I've been using fastANI for a long period now and I've noticed a bug which I find hard to explain or demonstrate, but I will do my best :) :
When I use fastANI on multi-threading with long reference and query list, seems like it skips some reference genomes (they do not appear in the result file at all).
For example, when I use one genome vs. all my reference database (~117K genomes) with -t 1 I get back 2946 hits with ANI >= 95 (same species).
However, when I take multiple genomes (~3000) to compare with my reference, the same genome from the previous example gets only 2780 hits with ANI >=95 and I couldn't find the remaining 166 anywhere in the results.

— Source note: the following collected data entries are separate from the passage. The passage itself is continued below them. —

PR #9072, opened 2023-11-20
Change std::result_of to auto

vtnerd:
Clang now reports that `std::result_of` is deprecated in C++17. The replacement is `std::invoke_result`.

### DIFF
--- a/contrib/epee/src/http_auth.cpp
+++ b/contrib/epee/src/http_auth.cpp
@@ -217,15 +217,13 @@ namespace
   //// Digest Authentication
 
   template<typename Digest>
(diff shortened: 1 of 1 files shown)


selsta (approved):

vtnerd:
@selsta do you know the differences in the arm8 android build?

vtnerd:
@selsta I decided to stop investigating why the Android build didn't work, and just switched to `auto` for the return type. We are already using it in this file with success.

The remaining `std::result_of` in `src/lmdb/database.h` is left for later (not a candidate for a simple `auto`).

jeffro256 (approved):

PR #9077, opened 2023-11-28
serialization: remove container wrappers and serialize directly

jeffro256:
Some downstream code (most notably PR https://github.com/UkoeHB/monero/pull/25) wants to use the src/serialization lib
for storing information persistently. When one builds classes/machines wishing to serialize containers, they must use
the `serializable_*` container classes. In this case, this makes the Seraphis library code unnecessarily tightly coupled
with the src/serialization code since one cannot swap out their type of storage format without major refactoring of class
field types. By serializing STL containers directly, we can abstract the serialization details away, making for much
cleaner design. Also small bonus side effect of this change is that STL containers with custom Comparators, Allocators,
and Hashers are serializable.

Depends upon https://github.com/monero-project/monero/pull/9069.

### DIFF
--- a/src/serialization/container.h
+++ b/src/serialization/container.h
@@ -57,8 +57,28 @@ namespace serialization
       return true;
     }
 
-    template <typename C>
-    void do_reserve(C &c, size_t N) {}
+    //! @brief Add an element to a container, inserting at the back if applicable.
+    template <class Container>
+    auto do_add(Container &c, typename Container::value_type &&e) -> decltype(c.emplace_back(e))
+    { return c.emplace_back(e); }
+    template <class Container>
+    auto do_add(Container &c, typename Container::value_type &&e) -> decltype(c.emplace(e))
+    { return c.emplace(e); }
+
+    //! @brief Reserve space for N elements if applicable for container.
+    template<typename... C>
+    void do_reserve(const C&...) {}
+    template<typename C>
+    auto do_reserve(C &c, std::size_t N) -> decltype(c.reserve(N)) { return c.reserve(N); }
+
+    // The value_type of STL map-like containers come in the form std::pair<const K, V>.
+    // Since we can't {de}serialize const types in this lib, we must convert this to std::pair<K, V>
+    template <class Container, typename = void>
+    struct serializable_value_type
+    { using type = typename Container::value_type; };
+    template <class Container>
+    struct serializable_value_type<Container, std::conditional_t<false, typename Container::mapped_type, void>>
+    { using type = std::pair<typename Container::key_type, typename Container::mapped_type>; };
   }
 }
 
@@ -82,7 +102,7 @@ bool do_serialize_container(Archive<false> &ar, C &v)
   for (size_t i = 0; i < cnt; i++) {
     if (i > 0)
       ar.delimit_array();
-    typename C::value_type e;
+    typename ::serialization::detail::serializable_value_type<C>::type e;
     if (!::serialization::detail::serialize_container_element(ar, e))
       return false;
     ::serialization::detail::do_add(v, std::move(e));
@@ -104,7 +124,8 @@ bool do_serialize_container(Archive<true> &ar, C &v)
       return false;
     if (i != v.begin())
       ar.delimit_array();
-    if(!::serialization::detail::serialize_container_element(ar, (typename C::value_type&)*i))
+    using serializable_value_type = typename ::serialization::detail::serializable_value_type<C>::type;
+    if(!::serialization::detail::serialize_container_element(ar, (serializable_value_type&)*i))
       return false;
     if (!ar.good())
       return false;
--- a/src/serialization/container.h
+++ b/src/serialization/container.h
@@ -42,7 +42,7 @@ namespace serialization
     typename std::enable_if<!use_container_varint<T>(), bool>::type
     serialize_container_element(Archive& ar, T& e)
     {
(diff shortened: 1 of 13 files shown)


src/serialization/containers.h
```diff
@@ -38,91 +38,22 @@
...
-    template <typename T> void do_add(std::unordered_set<T> &c, T &&e) { c.insert(std::forward<T>(e)); }
-
-    template <typename T> void do_add(std::set<T> &c, T &&e) { c.insert(std::forward<T>(e)); }
-  }
+    //! @brief Is this type a STL-like container?
+    //! To add a new container to be serialized, partially specialize the template is_container like so:
+    template <typename T>     struct is_container:                                 public std::false_type {};
+    template <typename... TA> struct is_container<std::deque<TA...>>:              public std::true_type {};
+    template <typename... TA> struct is_container<std::map<TA...>>:                public std::true_type {};
+    template <typename... TA> struct is_container<std::set<TA...>>:                public std::true_type {};
```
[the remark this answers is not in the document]
jeffro256: Added. No new header was needed so it won't affect compile time either

src/serialization/containers.h
```diff
@@ -38,91 +38,23 @@
...
-
-    template <typename K, typename V> void do_add(serializable_unordered_multimap<K, V> &c, std::pair<K, V> &&e) { c.insert(std::forward<std::pair<K, V>>(e)); }
-
-    template <typename T> void do_add(std::unordered_set<T> &c, T &&e) { c.insert(std::forward<T>(e)); }
-
-    template <typename T> void do_add(std::set<T> &c, T &&e) { c.insert(std::forward<T>(e)); }
-  }
+    //! @brief Is this type a STL-like container?
+    //! To add a new container to be serialized, partially specialize the template is_container like so:
+    template <typename T>     struct is_container:                                 public std::false_type {};
```
vtnerd, line 45: These `public`s aren't needed with `struct. I point this out because this out only because this is word wrapping on my display now.

src/serialization/container.h
```diff
@@ -52,13 +52,32 @@ namespace serialization
...
       if (!previously_varint && ar.varint_bug_backward_compatibility_enabled() && !typename Archive::is_saving())
-        return ::do_serialize(ar, e);
+        return do_serialize(ar, e);
       ar.serialize_varint(e);
       return true;
     }
 
+    //! @brief Add an element to a container, inserting at the back if applicable.
+    template <class Container>
+    auto do_add(Container &c, typename Container::value_type &&e) -> decltype(c.emplace_back(e), void())
```
vtnerd, line 62: I commented on this on another review, and you rebuked, but I'll try again!

Why not just make these pass-through? `emplace_back()` returns void anyway, and its not terribly to forward the return-call (if there is one).

src/serialization/container.h
```diff
@@ -52,13 +52,32 @@ namespace serialization
...
+    { c.emplace_back(e); }
+    template <class Container>
+    auto do_add(Container &c, typename Container::value_type &&e) -> decltype(c.emplace(e), void())
+    { c.emplace(e); }
+
+    //! @brief Reserve space for N elements if applicable for container.
     template <typename C>
     void do_reserve(C &c, size_t N) {}
+    template <typename T> void do_reserve(std::vector<T> &c, size_t N) { c.reserve(N); }
```
vtnerd, line 71: You can make the first function a template pack and then auto-return type reserve:
```c++
template<typename... C>
void do_reserve(const C&...) {}

template<typename C>
auto do_reserve(C& c, std::size_t N) -> decltype(c.reserve(N)) { return c.reserve(N); }
```
which gets all functions with a reserve.

src/serialization/container.h
```diff
@@ -104,7 +123,8 @@ bool do_serialize_container(Archive<true> &ar, C &v)
       return false;
     if (i != v.begin())
       ar.delimit_array();
-    if(!::serialization::detail::serialize_container_element(ar, (typename C::value_type&)*i))
+    using serializable_value_type = typename ::serialization::detail::serializable_value_type<C>::type;
```
vtnerd, line 126: I don't see why this needs to be cast, could you just pass `*i` to `serialize_container_element`? I suppose there are situations where `value_type`/`mapped_type` are not the same as `decltype(*i)`?

src/serialization/container.h
jeffro256: I guess I don't care as much about the return type of these functions since they don't need to be chained together like `do_serialize()`. It would make it less verbose anyways, so I think this way is better. FWIW, `emplace_back()` only returns `void` before C++17 and `emplace()` returns `std::pair<iterator, bool>`.

src/serialization/container.h
jeffro256: I like this! I was trying to find a not-horribly-verbose way to say this without mentioning any specific container

src/serialization/container.h
jeffro256: We can't serialize `const` types without a lot of refactoring. The value type of mapped containers is `std::pair<const K, V>`, so when we try to serialize that value type, the pair serialization code tries to serialize `const K`, and the compiler can't find any functions that match `do_serialize(Archive&, const K&)` (since they don't exist) so it throws an error.

vtnerd: That's too bad.

vtnerd (approved):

To validate that they indeed have an ANI value, I ran the same genome again with the 166 missing hits (-t 1) and I got back the appropriate ANI results (~98 ANI).
In addition, I was trying to split my reference dataset into files with 5K genomes, but the problem remains.
I will be glad to provide more information if needed, thanks!